*** Opening of Data extracts ***

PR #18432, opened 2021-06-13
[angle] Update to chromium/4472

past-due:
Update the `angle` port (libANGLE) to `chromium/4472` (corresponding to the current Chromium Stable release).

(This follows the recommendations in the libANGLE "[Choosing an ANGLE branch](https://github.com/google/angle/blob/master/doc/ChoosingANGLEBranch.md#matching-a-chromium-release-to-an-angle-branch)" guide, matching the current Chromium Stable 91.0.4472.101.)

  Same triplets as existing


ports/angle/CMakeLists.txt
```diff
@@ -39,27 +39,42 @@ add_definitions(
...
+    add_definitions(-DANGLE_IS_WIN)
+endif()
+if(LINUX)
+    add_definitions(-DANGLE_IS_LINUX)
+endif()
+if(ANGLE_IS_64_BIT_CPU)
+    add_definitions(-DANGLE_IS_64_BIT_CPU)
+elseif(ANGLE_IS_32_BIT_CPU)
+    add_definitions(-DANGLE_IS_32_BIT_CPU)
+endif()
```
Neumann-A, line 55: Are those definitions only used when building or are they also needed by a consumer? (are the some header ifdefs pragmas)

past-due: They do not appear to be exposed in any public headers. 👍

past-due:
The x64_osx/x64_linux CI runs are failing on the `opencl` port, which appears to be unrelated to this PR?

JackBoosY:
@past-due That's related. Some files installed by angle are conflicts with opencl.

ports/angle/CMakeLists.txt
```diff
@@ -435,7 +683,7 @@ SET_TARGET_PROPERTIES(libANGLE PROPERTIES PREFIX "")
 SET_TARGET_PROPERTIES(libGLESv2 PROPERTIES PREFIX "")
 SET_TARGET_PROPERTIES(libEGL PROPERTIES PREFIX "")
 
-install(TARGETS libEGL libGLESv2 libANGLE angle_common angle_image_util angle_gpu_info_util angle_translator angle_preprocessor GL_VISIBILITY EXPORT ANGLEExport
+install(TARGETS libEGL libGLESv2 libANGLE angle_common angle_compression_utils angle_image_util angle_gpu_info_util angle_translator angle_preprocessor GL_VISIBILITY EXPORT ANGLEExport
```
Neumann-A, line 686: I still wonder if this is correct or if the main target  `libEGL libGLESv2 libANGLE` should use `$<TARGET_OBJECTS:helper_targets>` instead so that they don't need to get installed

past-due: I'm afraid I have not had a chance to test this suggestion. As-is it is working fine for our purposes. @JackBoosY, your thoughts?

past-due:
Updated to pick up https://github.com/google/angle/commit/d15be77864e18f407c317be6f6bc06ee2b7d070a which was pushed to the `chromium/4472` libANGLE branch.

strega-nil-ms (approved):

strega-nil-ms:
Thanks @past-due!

*** Close of Data extracts ***
*** Opening of Data extracts ***

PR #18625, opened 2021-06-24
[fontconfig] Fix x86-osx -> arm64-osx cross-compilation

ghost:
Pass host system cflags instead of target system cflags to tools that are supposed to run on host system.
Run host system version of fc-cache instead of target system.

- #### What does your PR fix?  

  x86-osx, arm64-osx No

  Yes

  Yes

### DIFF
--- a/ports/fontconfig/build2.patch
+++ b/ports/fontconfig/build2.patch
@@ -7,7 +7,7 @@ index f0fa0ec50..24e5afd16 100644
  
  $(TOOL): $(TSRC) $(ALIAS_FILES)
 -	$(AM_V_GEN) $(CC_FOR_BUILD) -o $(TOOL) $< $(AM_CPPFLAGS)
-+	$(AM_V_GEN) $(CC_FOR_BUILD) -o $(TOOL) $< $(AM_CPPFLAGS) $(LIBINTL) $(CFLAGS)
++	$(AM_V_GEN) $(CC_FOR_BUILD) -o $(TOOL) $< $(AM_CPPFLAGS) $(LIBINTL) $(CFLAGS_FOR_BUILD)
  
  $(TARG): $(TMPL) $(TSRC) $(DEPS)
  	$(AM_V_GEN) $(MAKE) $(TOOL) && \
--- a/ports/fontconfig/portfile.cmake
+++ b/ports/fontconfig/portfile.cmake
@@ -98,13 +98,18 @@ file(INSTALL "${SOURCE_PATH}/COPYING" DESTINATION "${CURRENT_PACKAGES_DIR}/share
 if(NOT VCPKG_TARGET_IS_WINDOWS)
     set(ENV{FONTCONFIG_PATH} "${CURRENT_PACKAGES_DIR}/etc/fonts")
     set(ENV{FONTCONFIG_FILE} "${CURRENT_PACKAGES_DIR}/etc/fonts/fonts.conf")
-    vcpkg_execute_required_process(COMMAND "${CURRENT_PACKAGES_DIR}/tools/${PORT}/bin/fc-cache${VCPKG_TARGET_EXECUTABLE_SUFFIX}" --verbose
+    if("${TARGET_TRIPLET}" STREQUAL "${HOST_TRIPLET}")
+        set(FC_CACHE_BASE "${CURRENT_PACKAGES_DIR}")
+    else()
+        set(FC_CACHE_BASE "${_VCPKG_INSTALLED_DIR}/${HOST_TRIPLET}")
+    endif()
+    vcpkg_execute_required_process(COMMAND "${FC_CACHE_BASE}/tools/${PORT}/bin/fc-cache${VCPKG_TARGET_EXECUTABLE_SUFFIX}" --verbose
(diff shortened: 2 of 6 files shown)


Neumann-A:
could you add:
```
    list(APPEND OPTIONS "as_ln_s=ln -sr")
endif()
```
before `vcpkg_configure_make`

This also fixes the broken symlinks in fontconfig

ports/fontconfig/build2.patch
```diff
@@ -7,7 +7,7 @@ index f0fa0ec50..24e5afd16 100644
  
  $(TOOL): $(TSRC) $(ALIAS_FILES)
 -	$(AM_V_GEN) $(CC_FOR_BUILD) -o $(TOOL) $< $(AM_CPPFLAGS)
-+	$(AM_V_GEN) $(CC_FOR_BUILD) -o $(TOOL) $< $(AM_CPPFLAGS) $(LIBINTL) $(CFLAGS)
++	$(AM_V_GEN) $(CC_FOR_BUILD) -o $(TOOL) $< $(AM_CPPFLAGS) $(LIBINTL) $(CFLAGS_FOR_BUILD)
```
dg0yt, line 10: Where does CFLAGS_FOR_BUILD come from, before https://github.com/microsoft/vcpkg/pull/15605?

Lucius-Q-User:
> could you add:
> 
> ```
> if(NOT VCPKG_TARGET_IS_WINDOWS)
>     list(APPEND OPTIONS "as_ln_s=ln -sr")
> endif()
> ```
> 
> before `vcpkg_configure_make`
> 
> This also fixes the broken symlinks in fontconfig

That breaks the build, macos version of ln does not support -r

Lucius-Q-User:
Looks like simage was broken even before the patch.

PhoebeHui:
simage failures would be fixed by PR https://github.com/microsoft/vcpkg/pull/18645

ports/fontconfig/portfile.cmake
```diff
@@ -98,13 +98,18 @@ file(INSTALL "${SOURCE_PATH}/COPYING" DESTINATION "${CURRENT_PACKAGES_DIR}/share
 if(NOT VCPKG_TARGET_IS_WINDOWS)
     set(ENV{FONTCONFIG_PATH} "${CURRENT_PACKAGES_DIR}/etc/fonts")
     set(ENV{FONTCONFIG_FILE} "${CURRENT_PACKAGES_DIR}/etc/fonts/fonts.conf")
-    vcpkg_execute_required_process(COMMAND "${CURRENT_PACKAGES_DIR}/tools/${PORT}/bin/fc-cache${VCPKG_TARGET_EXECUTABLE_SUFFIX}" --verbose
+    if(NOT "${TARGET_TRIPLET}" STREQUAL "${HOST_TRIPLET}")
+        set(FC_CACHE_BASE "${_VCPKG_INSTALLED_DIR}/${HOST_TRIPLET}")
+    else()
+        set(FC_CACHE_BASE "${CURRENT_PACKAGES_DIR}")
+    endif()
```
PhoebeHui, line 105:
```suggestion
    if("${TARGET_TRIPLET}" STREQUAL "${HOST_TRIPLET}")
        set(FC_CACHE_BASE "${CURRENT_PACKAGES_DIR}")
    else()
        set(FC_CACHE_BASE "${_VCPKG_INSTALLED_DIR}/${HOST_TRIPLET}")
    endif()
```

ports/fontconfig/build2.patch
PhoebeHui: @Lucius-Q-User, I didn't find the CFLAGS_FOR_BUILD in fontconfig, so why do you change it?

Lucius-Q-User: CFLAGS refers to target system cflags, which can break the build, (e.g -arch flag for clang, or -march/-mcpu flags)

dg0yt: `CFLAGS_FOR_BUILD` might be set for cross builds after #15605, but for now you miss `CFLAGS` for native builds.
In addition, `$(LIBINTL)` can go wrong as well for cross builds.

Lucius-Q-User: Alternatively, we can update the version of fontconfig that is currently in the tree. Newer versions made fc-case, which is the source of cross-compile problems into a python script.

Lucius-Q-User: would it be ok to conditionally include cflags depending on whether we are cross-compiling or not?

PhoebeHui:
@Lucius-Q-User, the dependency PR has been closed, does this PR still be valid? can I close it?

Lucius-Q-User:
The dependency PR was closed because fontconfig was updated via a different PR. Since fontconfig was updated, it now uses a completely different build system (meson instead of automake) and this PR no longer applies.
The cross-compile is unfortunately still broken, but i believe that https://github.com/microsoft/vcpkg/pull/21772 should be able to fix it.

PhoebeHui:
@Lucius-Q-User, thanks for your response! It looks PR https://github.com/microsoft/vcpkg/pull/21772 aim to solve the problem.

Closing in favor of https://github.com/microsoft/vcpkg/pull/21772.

*** Close of Data extracts ***
*** Opening of Data extracts ***

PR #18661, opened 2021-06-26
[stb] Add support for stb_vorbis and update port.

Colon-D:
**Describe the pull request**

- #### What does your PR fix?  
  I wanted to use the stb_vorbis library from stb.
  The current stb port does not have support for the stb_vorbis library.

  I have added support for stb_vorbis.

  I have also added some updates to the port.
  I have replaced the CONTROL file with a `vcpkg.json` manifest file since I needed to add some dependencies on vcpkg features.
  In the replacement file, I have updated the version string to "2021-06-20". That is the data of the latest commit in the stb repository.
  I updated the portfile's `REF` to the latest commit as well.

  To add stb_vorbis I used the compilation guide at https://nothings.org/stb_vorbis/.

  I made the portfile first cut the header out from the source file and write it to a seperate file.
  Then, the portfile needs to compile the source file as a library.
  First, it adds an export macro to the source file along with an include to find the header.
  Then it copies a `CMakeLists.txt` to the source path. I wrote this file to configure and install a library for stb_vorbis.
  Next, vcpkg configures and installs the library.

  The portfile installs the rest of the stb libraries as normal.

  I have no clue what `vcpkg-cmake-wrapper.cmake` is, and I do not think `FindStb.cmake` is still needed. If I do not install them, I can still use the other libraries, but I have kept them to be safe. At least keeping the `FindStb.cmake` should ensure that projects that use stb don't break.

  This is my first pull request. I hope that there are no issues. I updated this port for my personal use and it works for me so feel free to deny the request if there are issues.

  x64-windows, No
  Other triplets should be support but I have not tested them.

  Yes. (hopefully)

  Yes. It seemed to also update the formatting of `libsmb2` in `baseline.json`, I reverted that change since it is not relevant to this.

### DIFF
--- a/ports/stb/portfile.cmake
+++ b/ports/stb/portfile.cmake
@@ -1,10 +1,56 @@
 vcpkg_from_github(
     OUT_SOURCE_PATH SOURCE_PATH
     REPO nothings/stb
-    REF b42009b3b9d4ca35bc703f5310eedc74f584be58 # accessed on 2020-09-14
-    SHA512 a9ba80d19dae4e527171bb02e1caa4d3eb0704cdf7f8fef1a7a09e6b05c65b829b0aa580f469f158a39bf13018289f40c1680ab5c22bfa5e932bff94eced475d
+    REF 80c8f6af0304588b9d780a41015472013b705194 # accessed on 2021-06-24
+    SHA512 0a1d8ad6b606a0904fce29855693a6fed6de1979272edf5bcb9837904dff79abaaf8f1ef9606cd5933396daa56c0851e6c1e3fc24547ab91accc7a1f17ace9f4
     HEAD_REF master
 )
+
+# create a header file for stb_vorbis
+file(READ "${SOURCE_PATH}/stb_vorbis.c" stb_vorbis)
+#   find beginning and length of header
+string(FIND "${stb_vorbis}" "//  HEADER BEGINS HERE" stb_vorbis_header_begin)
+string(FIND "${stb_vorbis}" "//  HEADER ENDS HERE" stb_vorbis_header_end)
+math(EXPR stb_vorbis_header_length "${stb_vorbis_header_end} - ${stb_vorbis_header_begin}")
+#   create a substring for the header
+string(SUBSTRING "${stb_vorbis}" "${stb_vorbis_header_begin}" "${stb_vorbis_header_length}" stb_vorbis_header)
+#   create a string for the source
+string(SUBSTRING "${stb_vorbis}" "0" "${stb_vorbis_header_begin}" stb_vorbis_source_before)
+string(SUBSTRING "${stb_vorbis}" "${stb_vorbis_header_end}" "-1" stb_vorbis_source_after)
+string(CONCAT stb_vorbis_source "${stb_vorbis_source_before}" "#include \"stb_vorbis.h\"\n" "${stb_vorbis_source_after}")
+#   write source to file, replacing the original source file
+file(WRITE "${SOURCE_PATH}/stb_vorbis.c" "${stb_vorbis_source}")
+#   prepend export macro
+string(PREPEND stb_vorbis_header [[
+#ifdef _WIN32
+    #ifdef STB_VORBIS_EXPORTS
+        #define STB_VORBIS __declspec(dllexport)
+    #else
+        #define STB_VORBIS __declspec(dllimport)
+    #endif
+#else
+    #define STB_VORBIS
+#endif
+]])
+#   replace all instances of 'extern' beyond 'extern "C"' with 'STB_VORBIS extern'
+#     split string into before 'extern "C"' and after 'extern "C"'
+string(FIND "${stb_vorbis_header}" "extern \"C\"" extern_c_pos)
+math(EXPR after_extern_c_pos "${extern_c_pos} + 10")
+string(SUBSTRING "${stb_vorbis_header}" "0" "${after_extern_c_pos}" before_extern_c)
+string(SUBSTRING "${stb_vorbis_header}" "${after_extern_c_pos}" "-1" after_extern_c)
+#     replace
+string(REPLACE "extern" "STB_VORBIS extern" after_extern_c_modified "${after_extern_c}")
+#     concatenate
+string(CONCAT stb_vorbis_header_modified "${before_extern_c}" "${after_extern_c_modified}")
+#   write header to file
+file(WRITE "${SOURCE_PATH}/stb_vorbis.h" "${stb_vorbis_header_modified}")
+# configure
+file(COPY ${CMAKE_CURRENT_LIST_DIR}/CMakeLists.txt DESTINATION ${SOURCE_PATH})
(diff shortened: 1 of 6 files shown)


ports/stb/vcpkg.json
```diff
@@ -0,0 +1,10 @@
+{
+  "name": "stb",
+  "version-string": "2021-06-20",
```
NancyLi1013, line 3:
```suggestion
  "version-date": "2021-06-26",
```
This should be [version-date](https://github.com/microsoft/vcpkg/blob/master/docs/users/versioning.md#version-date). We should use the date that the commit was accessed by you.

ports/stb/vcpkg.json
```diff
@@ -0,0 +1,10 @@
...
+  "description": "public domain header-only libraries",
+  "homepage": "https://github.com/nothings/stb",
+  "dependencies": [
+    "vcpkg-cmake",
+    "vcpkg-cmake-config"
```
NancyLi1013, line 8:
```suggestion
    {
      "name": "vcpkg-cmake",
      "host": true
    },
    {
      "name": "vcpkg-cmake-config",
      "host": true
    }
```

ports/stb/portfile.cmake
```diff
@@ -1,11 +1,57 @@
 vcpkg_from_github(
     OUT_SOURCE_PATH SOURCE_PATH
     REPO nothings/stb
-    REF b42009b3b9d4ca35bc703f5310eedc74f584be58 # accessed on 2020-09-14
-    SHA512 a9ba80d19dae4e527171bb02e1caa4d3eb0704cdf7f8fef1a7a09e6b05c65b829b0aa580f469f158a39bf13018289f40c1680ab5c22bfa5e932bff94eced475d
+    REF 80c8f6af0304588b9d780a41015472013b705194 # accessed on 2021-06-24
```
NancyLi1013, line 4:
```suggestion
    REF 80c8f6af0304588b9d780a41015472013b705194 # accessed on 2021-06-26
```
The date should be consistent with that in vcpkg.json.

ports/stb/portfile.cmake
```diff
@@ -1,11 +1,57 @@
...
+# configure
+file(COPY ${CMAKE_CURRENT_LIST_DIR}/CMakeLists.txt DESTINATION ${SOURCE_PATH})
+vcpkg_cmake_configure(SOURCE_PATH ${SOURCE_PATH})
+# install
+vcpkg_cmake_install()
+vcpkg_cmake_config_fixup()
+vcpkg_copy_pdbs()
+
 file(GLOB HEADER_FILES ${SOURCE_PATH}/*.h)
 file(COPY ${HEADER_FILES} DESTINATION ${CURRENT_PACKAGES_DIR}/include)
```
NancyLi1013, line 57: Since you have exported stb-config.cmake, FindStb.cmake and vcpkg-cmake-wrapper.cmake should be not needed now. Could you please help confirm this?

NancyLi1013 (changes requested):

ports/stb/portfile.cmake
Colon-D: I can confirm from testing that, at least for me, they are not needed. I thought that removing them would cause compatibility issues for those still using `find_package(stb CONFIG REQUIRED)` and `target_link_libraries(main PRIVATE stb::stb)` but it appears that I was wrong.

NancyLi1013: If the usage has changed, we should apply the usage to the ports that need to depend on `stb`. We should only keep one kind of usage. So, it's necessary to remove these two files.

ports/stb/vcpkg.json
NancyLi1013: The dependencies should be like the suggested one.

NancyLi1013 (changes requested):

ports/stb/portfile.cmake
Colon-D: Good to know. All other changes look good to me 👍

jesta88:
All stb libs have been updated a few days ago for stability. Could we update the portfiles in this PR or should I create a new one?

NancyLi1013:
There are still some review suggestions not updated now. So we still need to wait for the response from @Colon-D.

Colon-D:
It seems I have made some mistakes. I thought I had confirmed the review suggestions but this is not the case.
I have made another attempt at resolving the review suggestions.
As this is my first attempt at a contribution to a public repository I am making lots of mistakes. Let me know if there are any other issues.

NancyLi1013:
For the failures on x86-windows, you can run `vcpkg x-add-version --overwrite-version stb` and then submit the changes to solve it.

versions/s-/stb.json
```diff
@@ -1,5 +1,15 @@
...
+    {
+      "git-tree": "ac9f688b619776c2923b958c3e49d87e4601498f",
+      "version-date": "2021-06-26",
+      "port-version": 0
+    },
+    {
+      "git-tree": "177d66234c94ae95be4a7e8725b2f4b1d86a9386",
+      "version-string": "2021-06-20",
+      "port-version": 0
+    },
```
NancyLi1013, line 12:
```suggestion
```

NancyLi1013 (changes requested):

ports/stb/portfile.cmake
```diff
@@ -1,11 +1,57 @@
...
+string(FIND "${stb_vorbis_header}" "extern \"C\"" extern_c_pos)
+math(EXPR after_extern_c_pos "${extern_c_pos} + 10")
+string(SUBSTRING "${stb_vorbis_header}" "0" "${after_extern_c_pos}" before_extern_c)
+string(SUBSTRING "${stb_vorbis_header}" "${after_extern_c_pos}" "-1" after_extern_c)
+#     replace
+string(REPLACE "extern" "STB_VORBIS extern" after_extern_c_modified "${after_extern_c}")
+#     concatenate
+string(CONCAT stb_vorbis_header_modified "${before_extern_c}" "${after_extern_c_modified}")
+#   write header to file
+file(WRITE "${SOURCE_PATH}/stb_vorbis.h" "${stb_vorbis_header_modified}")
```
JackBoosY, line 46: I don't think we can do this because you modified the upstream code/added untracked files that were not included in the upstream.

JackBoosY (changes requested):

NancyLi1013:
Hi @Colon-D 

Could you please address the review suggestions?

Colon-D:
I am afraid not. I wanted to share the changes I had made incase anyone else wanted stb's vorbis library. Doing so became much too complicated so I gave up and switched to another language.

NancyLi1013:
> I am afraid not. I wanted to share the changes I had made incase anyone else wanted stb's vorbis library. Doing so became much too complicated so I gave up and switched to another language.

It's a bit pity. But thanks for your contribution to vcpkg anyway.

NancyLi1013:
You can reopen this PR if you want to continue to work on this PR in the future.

*** Close of Data extracts ***

Requirement. Copy out every line in the entries above that holds "installs".

Response to the task.
  Next, vcpkg configures and installs the library.
  The portfile installs the rest of the stb libraries as normal.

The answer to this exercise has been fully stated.